PR #222, opened 2021-08-13
Fix estimated cases plot date range filter bug

### LINKED ISSUE #126: Estimated cases plot: respect the date filter
The sequencing intensity dataset and plot currently are currently not filtered by the date filter. But the dataset is now passed into the estimated case numbers plot which at the same time uses the variantSampleSet which follows the data filter. This mismatch leads to wrong results (zeros) when a date range with a closed end (e.g., 2020) is selected.

Example: 

image

I'm not sure what the best way to resolve it would be...

ningxie1991:
Fix for #126
I replaced the code using `Utils.trimStartBy` and `Utils.trimEndBy` with using `filter`

image


spacephoton:
Looks good!

spacephoton (approved):

chaoran-chen (approved):
Nice. Thanks!

PR #229, opened 2021-09-20
More countries

spacephoton:
Added countries maps:

x Brazil
x France
x Italy
x Japan
x Spain
x China (may have to rename cantons later if more cases)


chaoran-chen (approved):
Cool!

PR #231, opened 2021-09-21
Decouple the KnownVariantList from the Date Range Selector

### LINKED ISSUE #98: "Known variants" plots broken for 2020
When setting the time filter to 2020, the small plots on the "Known variants" buttons don't show any data ("0.0%"). I guess this is because we are filtering by 2020, but also by the last 3 or so months. Either we can make these plots work correctly (fetch the last 3 months of 2020), or just hide them properly (don't show "0.0%").

ningxie1991:
Fix for #98

1. Moved wholeSampleSet data loading from `ExploreFocusSplit` to the `KnownVariantList`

§

§ What the task asks:
List each line of the entries that holds the string "opened".

§ Task response:
PR #222, opened 2021-08-13
PR #229, opened 2021-09-20
PR #231, opened 2021-09-21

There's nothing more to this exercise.